Frau Müller zeigte der Klasse, wie sie Essenspakete für Familien packen können. Leo legte Nudeln, Reis und Schokolade in eine Kiste. „Warum machen wir das?“, fragte er. Frau Müller antwortete: „Viele Familien haben nicht genug Geld für Lebensmittel. Mit diesen Paketen helfen wir ihnen.“
Leo fühlte sich stolz. Er konnte wirklich einen Unterschied machen.
Kapitel 3: Leo erklärt Armut und sammelt Ideen
In den nächsten Tagen sammelte Leo viele Informationen. Er las mit Mama Bücher über Armut, malte Bilder und schrieb auf, was er im Nachbarschaftszentrum gesehen hatte. In der Schule erzählte er seinen Freunden davon.
„Wusstet ihr, dass es Kinder gibt, die keine Frühstücksbrote haben?“, fragte Leo in der Pause. Mia runzelte die Stirn. „Das ist gemein!
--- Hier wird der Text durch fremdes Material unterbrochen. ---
PR #567, opened 2025-02-25
refactor: Update API usage of sax-wasm

matz3:
- Updating to the new recommended API of sax-wasm
- Reuse parseXML in xml transpiler

### DIFF
--- a/src/utils/xmlParser.ts
+++ b/src/utils/xmlParser.ts
@@ -3,6 +3,7 @@ import {Detail, Reader, SaxEventType, SAXParser, Tag, Text} from "sax-wasm";
 import {finished} from "node:stream/promises";
 import fs from "node:fs/promises";
 import {createRequire} from "node:module";
+import {Readable} from "node:stream";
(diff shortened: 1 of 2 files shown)


src/utils/xmlParser.ts
```diff
@@ -38,27 +39,16 @@ export async function parseXML(
...
-			}
-		}
-	});
+	const webContentStream = Readable.toWeb(contentStream);
+
+	for await (const [event, detail] of saxParser.parse(webContentStream.getReader())) {
+		parseHandler(event, detail);
+	}
+
 	await finished(contentStream);
```
codeworrior, line 53: is finished still required? I would expect that the iterator is exhaustive? The sax-wasm README does not call finished in the ReadableStream example...

BTW: toWeb is still experimental in Node 23 (according to their docs)

matz3: Yeah I guess not but I thought it shouldn't hurt leaving it there. But good point about the experimental API. Then we shouldn't use it, yet.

Können wir ihnen helfen?“ Leo nickte eifrig. „Frau Müller hat gesagt, wir könnten Kleidung und Spielsachen sammeln, die wir nicht mehr brauchen.“
Seine Freunde waren begeistert. „Ich habe noch eine warme Mütze!“, rief Ben. „Ich bringe morgen ein Puzzle mit!“, sagte Mia.
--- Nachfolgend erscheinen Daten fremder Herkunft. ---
PR #572, opened 2025-02-27
feat(Autofix): UI5 globals

d3xter666:
This adds the first version of the autofix feature.
A new '--fix' option is added which enables the autofix feature.

It supports fixing usages of UI5 globals with their corresponding UI5
module imports.

JIRA: CPOUI5FOUNDATION-989


.nycrc
```diff
@@ -7,7 +7,8 @@
 		"src/cli/utils/profile.ts",
 		"src/linter/xmlTemplate/lib/JSTokenizer.js",
 		"src/linter/binding/lib/**/*.js",
-		"**/*.d.ts"
+		"**/*.d.ts",
+		"src/autofix/**"
```
d3xter666, line 11: This is needed temporary as currently we haven't implemented all the autofix functionality and it will be done in the next BLIs

src/autofix/autofix.ts
```diff
@@ -0,0 +1,380 @@
...
+			} else if ("namespace" in nodeInfo && nodeInfo.namespace === "sap.ui.controller") {
+				// Check whether sap.ui.controller was used to define or create a controller
+				if (ts.isCallExpression(node.parent) && node.parent.arguments.length === 1) {
+					// Creating a controller instance can't be easily replaced as the new API is async
+					continue;
+				} else {
+					// Controller definition
+					nodeReplacement = `return ${nodeReplacement}.extend`;
+				}
+			}
```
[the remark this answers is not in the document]
d3xter666: Thanks

test/e2e/autofix-e2e.ts
```diff
@@ -0,0 +1,43 @@
+import anyTest, {TestFn} from "ava";
```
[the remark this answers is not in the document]
d3xter666: Now it's refactored to execute a real ui5lint CLI against the troubleshot app

src/autofix/autofix.ts
```diff
@@ -0,0 +1,376 @@
...
+	}
+
+	const changeSet: ChangeSet[] = [];
+	let newModuleDeclarations: NewModuleDeclarationInfo[] = [];
+	if (messagesById.has(MESSAGE.DEPRECATED_API_ACCESS)) {
+		newModuleDeclarations = generateSolutionDeprecatedApiAccess(
+			checker, sourceFile, content,
+			messagesById.get(MESSAGE.DEPRECATED_API_ACCESS) as RawLintMessage<MESSAGE.DEPRECATED_API_ACCESS>[],
+			changeSet);
+	}
```
matz3, line 188: In the first iteration, only globals should be replaced, so this logic should not be in here. I'd be fine with removing the code and coming back to the poc branch at https://github.com/SAP/ui5-linter/tree/add-autofix-poc to add the code again once we tackle migration of deprecated API access / AMD migration.

d3xter666: Currently, this code does nothing as we don't have any tests for it.
I can remove it for easier code review, but still have already extracted the code

matz3: It did nothing in our test scenario, but in real projects it would have tried to do things, which is what we don't want to add for now as a first step.

d3xter666: I have cleaned it up

src/autofix/autofix.ts
```diff
@@ -0,0 +1,318 @@
...
+		});
+	}
+
+	const closeParenToken = moduleDeclaration.factory.getChildren()
+		.find((c) => c.kind === ts.SyntaxKind.CloseParenToken);
+	// Factory arguments
+	const syntaxList = moduleDeclaration.factory.getChildren()
+		.find((c) => c.kind === ts.SyntaxKind.SyntaxList);
+	if (!syntaxList) {
+		throw new Error("Invalid factory syntax");
```
matz3, line 255: This error would fail the whole linter run and not apply any fixes.
IMO, the autofix should catch and log errors (maybe only as verbose log for now) but do not fail, as this would also not reveal any messages to the user.

The log message should also contain more information about where the error appeared (at least within which file). Currently there are no verbose logs at all, so it's not possible to see where it appeared from the logs.

src/autofix/autofix.ts
```diff
@@ -0,0 +1,318 @@
...
+		...imports.map((i) => {
+			const identifier = getIdentifierForImport(i);
+			importRequests.get(i)!.identifier = identifier;
+			return identifier;
+		})];
+
+	if (moduleDeclaration.dependencies) {
+		const depsNode = defineCall.arguments[0];
+		const depElementNodes = depsNode && ts.isArrayLiteralExpression(depsNode) ? depsNode.elements : [];
+		const lastElement = depElementNodes[depElementNodes.length - 1];
```
matz3, line 234: this fails if `depsNode` is empty, as there is no element at all. Please add more test fixtures to cover the non-straight-forward cases. Currently we only have two fixtures (+ the e2e test)

src/autofix/autofix.ts
```diff
@@ -0,0 +1,318 @@
...
+	return applyChanges(content, changeSet);
+}
+
+function addDependencies(
+	defineCall: ts.CallExpression, moduleDeclarationInfo: ExistingModuleDeclarationInfo,
+	changeSet: ChangeSet[], resourceMetadata: LintMetadata
+) {
+	const {moduleDeclaration, importRequests} = moduleDeclarationInfo;
+
+	const existingImportModules = resourceMetadata.transformedImports.get("sap.ui.define") ?? [];
```
matz3, line 206: There is no guarantee that `transformedImports` is filled. If the transforming failed for whatever reason, we do not have this information available.

src/autofix/solutions/noGlobals.ts
```diff
@@ -0,0 +1,124 @@
...
+			}
+		}
+		if (defineCall === undefined) {
+			defineCall = null;
+		}
+		let moduleDeclaration;
+		if (defineCall) {
+			if (!moduleDeclarations.has(defineCall)) {
+				moduleDeclarations.set(defineCall, {
+					moduleDeclaration: parseModuleDeclaration(defineCall.arguments, checker),
```
matz3, line 95: `parseModuleDeclaration` throws errors in case it does not understand the declaration. This case should be handled in here.

src/autofix/autofix.ts
d3xter666: In this case, failing is the best thing that could happen. It's completelly invalid JS syntax.
A `SyntaxList` is the args of a function. There could be an arrow function with no arguments. And still, if there are braces, it would have an empty `SyntaxList`. This would fail only if we have the following:
```js
 => {}
```
which is eitherways syntax error in JS.

I'll try to enhance the tests and provide more examples to cover all the cases.

This check is only needed for TS validation purposes

src/autofix/autofix.ts
d3xter666: JS files would always go through the transformer, therefore this would be set. TypeScript would have catched this one.
Only TS files would fail, but we do not support them for now either ways.

I'll add a guard about it

matz3: The transformation for JS files *can* fail in certain cases (currently for example when de-structuring is used within factory arguments) and the error would be caught, so the file remains as it is.

d3xter666: Can you provide an example?
I'm currently trying with the following and it's parsed successfully:

```js
sap.ui.define(["sap/m/Button", "sap/m/library"], function(ButtonRenamed, {BackgroundDesign}) {
```

matz3: I sent you the file via chat

d3xter666: Thanks!

src/autofix/autofix.ts
d3xter666: This is not possible. Please take a look at line #231
This is the case where we are ensured that there are dependencies already and we take the last one

test/lib/autofix/snapshots/autofix.ts.md
```diff
@@ -10,7 +10,20 @@ Generated by [AVA](https://avajs.dev).
 
     [
       {
-        coverageInfo: [],
+        coverageInfo: [
+          {
+            category: 1,
+            column: 20,
+            line: 2,
+            message: 'Unable to analyze this method call because the type of identifier in "jQuery("#container-todo---app--avatar-profile")"" could not be determined',
```
matz3, line 18: there seems to be something wrong here. jQuery is the 3rd parameter in the list, which corresponds to "sap/m/Avatar".

src/autofix/solutions/noGlobals.ts
d3xter666: Done

src/autofix/autofix.ts
d3xter666: Ah, thanks!

test/lib/autofix/snapshots/autofix.ts.md
d3xter666: Now, it's fixed. Thanks!

d3xter666: For this specific case, however, the test is intended to throw an exception at `parseModuleDeclaration` (src/autofix/solutions/noGlobals.ts). So, the module is not parsed and fixed.
Please, take a look at the exception message here: https://github.com/SAP/ui5-linter/pull/572/files#diff-0915772a0290304ddfecbbbfff5a184d8dcefb5de22f1fb3e7575d3d5bca90a7R29 
and also to the test case here: https://github.com/SAP/ui5-linter/pull/572/files#diff-121046e7da30b2d272aadc30054758852d6f4c07b304aea853f8d3ef0dcd89e2

src/autofix/solutions/noGlobals.ts
```diff
@@ -0,0 +1,131 @@
...
+		if (defineCall) {
+			if (!moduleDeclarations.has(defineCall)) {
+				try {
+					moduleDeclarations.set(defineCall, {
+						moduleDeclaration: parseModuleDeclaration(defineCall.arguments, checker),
+						importRequests: new Map(),
+					});
+				} catch (err) {
+					const message = err instanceof Error ? err.message : String(err);
+					context.addLintingMessage(sourceFile.fileName, MESSAGE.PARSING_ERROR, {message}, position);
```
matz3, line 103: Reporting such issues only here during autofix, but not within the AMD transpiler (where the same function is used) does not sound consistent to me.

Those errors should rather also just be logged (verbose) and ignored, like in the AMD transpiler. The exceptions do not always mean that something in the code is wrong. It's rather that we do not fully understand it, so we can't transform the module or derive information from it.

My idea would be that we skip the autofix for the files where something like this happens, and log it accordingly (verbose).

We should think about introducing an internal flag (env var) to enable throwing or reporting errors that _might_ indicate that something with our code is wrong or could be improved. But I don't think this information is helpful to end-users, so we should generally hide it.

src/autofix/autofix.ts
```diff
@@ -0,0 +1,334 @@
...
+	const compilerHost = createCompilerHost(sourceFiles);
+	const program = createProgram(resourcePaths, compilerHost);
+
+	const checker = program.getTypeChecker();
+	const res: AutofixResult = new Map();
+	for (const [resourcePath, sourceFile] of sourceFiles) {
+		const newContent = applyFixes(checker, sourceFile, resourcePath, resources.get(resourcePath)!, context);
+		if (newContent) {
+			res.set(resourcePath, newContent);
+		}
```
matz3, line 159: We should catch any error when trying to apply an autofix and skip the file in that case. I'm not sure about how this should be logged then (verbose/warning/error?), but we should definitely not halt the execution, as this prevents the user from seeing any finding or getting files fixed at all.

test/lib/autofix/utils.ts
```diff
@@ -1,38 +1,38 @@
...
-test("getIdentifierForImport: Relative library module (one folder up)", (t) => {
-	t.is(getIdentifierForImport("../library"), "library");
+test("resolveUniqueName: Relative library module (one folder up)", (t) => {
+	t.is(resolveUniqueName("../library"), "library");
 });
 
-test("getIdentifierForImport: Controller module", (t) => {
-	t.is(getIdentifierForImport("./controller/App.controller"), "AppController");
+test("resolveUniqueName: Controller module", (t) => {
+	t.is(resolveUniqueName("./controller/App.controller"), "App_controller");
```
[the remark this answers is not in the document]
d3xter666: Done with https://github.com/SAP/ui5-linter/pull/572/commits/4060fbd7715520994af12e60b83e141fd39fa844

src/autofix/autofix.ts
```diff
@@ -0,0 +1,304 @@
...
+	for (const msg of resource.messages) {
+		if (msg.fixHints?.moduleName && conditionalModuleAccess.has(msg.fixHints.moduleName)) {
+			// Skip messages with conditional fixHints
+			continue;
+		}
+		if (!messagesById.has(msg.id)) {
+			messagesById.set(msg.id, []);
+		}
+		messagesById.get(msg.id)!.push(msg);
+	}
```
d3xter666, line 264: Isn't this the same as `getAutofixMessages()`?

d3xter666 (commented):
LGTM

src/autofix/autofix.ts
matz3: Oh yeah, I think I missed to also refactor this part. Thanks.

matz3: Done

src/linter/ui5Types/amdTranspiler/pruneNode.ts
```diff
@@ -21,11 +21,13 @@ export class UnsafeNodeRemoval extends Error {
  */
 export default function (node: ts.Node) {
 	let nodeToRemove: ts.Node | undefined = node;
+	let greatestRemovableNode: ts.Node | undefined = undefined;
```
matz3, line 24: @d3xter666 is this change needed?

d3xter666: To bo honest, I really don't understand why this has been introduced. I checked the code and it seems redundant now. Maybe, it's just a leftover

matz3: Done

d3xter666 (commented):
LGTM

matz3 (approved):
LGTM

Am nächsten Tag brachte die ganze Klasse Tüten voller Sachen mit. Frau König war beeindruckt. Gemeinsam bastelten sie bunte Karten, auf denen stand: „Wir denken an euch!“
Leo hatte noch eine Idee. „Wir könnten einen Kuchenbasar machen! Dann haben wir Geld für das Nachbarschaftszentrum.“ Die Lehrerin fand das toll. Die Kinder backten mit ihren Familien Kuchen, Muffins und Kekse. Am Freitag verkauften sie alles vor der Schule. Die Eltern und Nachbarn kauften eifrig und lobten die Kinder.
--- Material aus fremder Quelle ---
Issue #266, opened 2017-05-11
allow changing location of train_log itself


eyaler:
log files are huge and i would like to change to location the train_log folder, say to a different drive.

PatWie:
You can use `logger.set_logger_dir(/mounts/trainlogs/myproject')` instead of `logger.auto_set_dir()`

eyaler:
thanks. would be nice to have an option in auto_set_dir to change 'train_log' but still use the base_name logic

ppwwyyxx:
`logger.set_logger_dir('/project/logs/' + os.path.basename(__file__))` would work fine.

PR #301, opened 2017-06-17
Add name to logger.autodir for different runs and simplify

PatWie:
I already had a previous pull-request about the same issue. This time summon the courage I try to convince you again about this feature. (see `mnist-embedding.py` for example). Sometimes, one uses the same training script (ResNet-18 vs. ResNet-50, mnist-embedding.py 'cosing' vs. mnist-embedding.py 'triplet'). But the runs all are tagged by the common scheme:

```
mynetwork0512-133348
mynetwork0515-094639
mynetwork0515-094924
mynetwork0515-095128
mynetwork0515-095232
mynetwork0515-095259
mynetwork0515-095339
mynetwork0515-095424
mynetwork0515-095619
mynetwork0515-095722
mynetwork0515-095751
mynetwork0515-100318
mynetwork0515-101107
mynetwork0515-101613
mynetwork0515-101841
mynetwork0515-102313
mynetwork0515-103231
```

while they are completely different. There are two other ways of solving this issue:
- use different files.py (ugly way duplicating code)
- always set the logger.dir manually by `logger.set_logger_dir`. But this does not give the interactive menu about `backup`, `new`, `delete`, ...

With `logger.auto_set_dir(name=some_value)` the list is much more understandable:

```
mynetwork:ideaA0512-133348
mynetwork:ideaA0515-094639
mynetwork:ideaA0515-094924
mynetwork:ideaB0515-095128
mynetwork:ideaB0515-095232
mynetwork:ideaB0515-095259
mynetwork:ideaC0515-095339
mynetwork:ideaC0515-095424
mynetwork:ideaC0515-095619
mynetwork:ideaC0515-095722
mynetwork:ideaC0515-095751
mynetwork:ideaD0515-100318
mynetwork:ideaD0515-101107
mynetwork:ideaB0515-101613
mynetwork:ideaD0515-101841
mynetwork:ideaD0515-102313
mynetwork:ideaA0515-103231
```

### DIFF
--- a/examples/SimilarityLearning/mnist-embeddings.py
+++ b/examples/SimilarityLearning/mnist-embeddings.py
@@ -210,7 +210,7 @@ def visualize(model_path, model):
 
 if __name__ == '__main__':
     parser = argparse.ArgumentParser()
-    parser.add_argument('--gpu', help='comma separated list of GPU(s) to use.', required=True)
+    parser.add_argument('--gpu', help='comma separated list of GPU(s) to use.')
     parser.add_argument('--load', help='load model')
     parser.add_argument('-a', '--algorithm', help='used algorithm', type=str,
                         choices=["siamese", "cosine", "triplet", "softtriplet"])
--- a/examples/SimilarityLearning/mnist-embeddings.py
+++ b/examples/SimilarityLearning/mnist-embeddings.py
@@ -213,7 +213,7 @@ if __name__ == '__main__':
     parser.add_argument('--load', help='load model')
     parser.add_argument('-a', '--algorithm', help='used algorithm', type=str,
                         choices=["siamese", "cosine", "triplet", "softtriplet"])
-    parser.add_argument('--visualized', help='export embeddings into an image', action='store_true')
+    parser.add_argument('--visualize', help='export embeddings into an image', action='store_true')
     args = parser.parse_args()
 
     ALGO_CONFIGS = {"siamese": SiameseModel,
--- a/examples/SimilarityLearning/mnist-embeddings.py
+++ b/examples/SimilarityLearning/mnist-embeddings.py
@@ -9,7 +9,7 @@ import os
 from tensorpack import *
 import tensorpack.tfutils.symbolic_functions as symbf
 from tensorpack.tfutils.summary import add_moving_summary
-
+import argparse
 import tensorflow as tf
 import tensorflow.contrib.slim as slim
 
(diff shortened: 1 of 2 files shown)


ppwwyyxx:
If `logger.set_logger_dir` sees an existing directory, it will still give an interactive menu

PatWie:
Do you really want us to write
```os.path.join('train_log', basename[:basename.rfind('.')])``` all the time instead of a parameter?

ppwwyyxx:
Of course it's harder to write with the dumb `set_logger_dir` interface. But "auto" is not so smart either. 
I can totally see that adding a "name" option would make things easier, but what if I have to store to a different directory (this is happening to me now because of disk space)? Another "dir" option? What if someone doesn't like "train_log" (#266 seems to suggest so)? Another option? Maybe the only thing people wouldn't hate is the basename part..

PatWie:
What about `TENSORPACK_LOGDIR`. You already have `TENSORPACK_DATASET` and `TENSORPACK_PIPES` or so.

ppwwyyxx:
That said, I'm OK with making a function for "getting the basename for the entry point" into utils. It's just 3 lines but not trivial lines..

To try new ideas I just rename the main script. I used to modify the scripts in-place until I realize it's hard to stay on track. I ran idea1-run1, idea2-run2... in parallel, and the next morning I forgot what exactly is idea1 and run1.

I've seen some scripts from openai, where every time something is run, a `git diff` is created to the log directory. That could be also a solution to my problem..

PatWie:
That `git diff` is only working, when one is regularly doing commits :-)

Ok, maybe the word `idea` is misleading.
Currently, I am directly facing a problem, where I can easily adjust a hyper-parameter about e.g. the depth of the network and I just find it convenient to have a function which adds a suffix to the path. Still, my current solution with pen and paper is not optimal.

ppwwyyxx:
An environment variable for log directory may not be a good idea, because I don't always want logs in the same place -- for small experiments I prefer them in the current directory. Env vars should be used for something that's always the same.

Imaging I don't have this function at all and someone sends a PR to add the same `auto_set_dir`, I certainly wouldn't like it because it's personal preference: current dir + "train_log" + basename. I think it's already a mistake to bake in my own preference -- clearly now it doesn't work for everyone (including you, #266, and me as well).

I don't know now what's the best thing to do about it. I guess one thing is to reduce the use of it in examples so others know the existence of `set_logger_dir`. Adding an option to partially fix the awkwardness might be OK, but the fix is very partial -- I still have the directory problem.

PatWie:
About the path issue: What about adding yet another argument "root" with Default "./train_log/"?

ppwwyyxx:
More options can be added of course.. but the point is that essentially people want to customize __every__ part in the path. Using the more general interface is the clean solution for users to understand what to do, rather than adding more and more options and explaining in the doc how the actual path is made from those options.

Anyway I think the name options is OK.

Am Ende zählte die Klasse die Spenden. „Fünfzig Euro!“, rief Leo stolz. Frau König lobte die Klasse: „Ihr habt gezeigt, wie viel man gemeinsam erreichen kann!“
Kapitel 4: Leos Präsentation und ein großes Herz
Am Freitag war Leo ein bisschen nervös. Heute sollte er erzählen, was er gelernt hatte. Vor der ganzen Schule stand er auf der Bühne. „Armut gibt es überall, auch hier bei uns. Aber wir können helfen. Wir können teilen, spenden und freundlich sein. Jeder kann etwas tun, auch Kinder!“
Leo zeigte Fotos vom Nachbarschaftszentrum, von Amir und den Essenspaketen. Dann sagte er: „Armut ist traurig, aber Freundschaft macht Mut. Zusammen ist niemand allein.“
Die Kinder klatschten und riefen: „Bravo, Leo!“ Auch Frau Müller war gekommen und bedankte sich bei der Klasse. „Ihr seid kleine Helden“, sagte sie. „Mit eurem Einsatz macht ihr unsere Welt ein bisschen besser.“
Leo war glücklich. Er wusste jetzt, dass helfen Spaß macht. Als er am Abend mit seiner Familie am Tisch saß, sagte er: „Jeder kann ein großes Herz haben. Auch wenn man noch klein ist.“
Seine Mama lächelte stolz. Und Leo wusste: Dies war erst der Anfang. Er würde weiterhelfen, gemeinsam mit seinen Freunden. Denn jeder kann die Welt ein bisschen heller machen.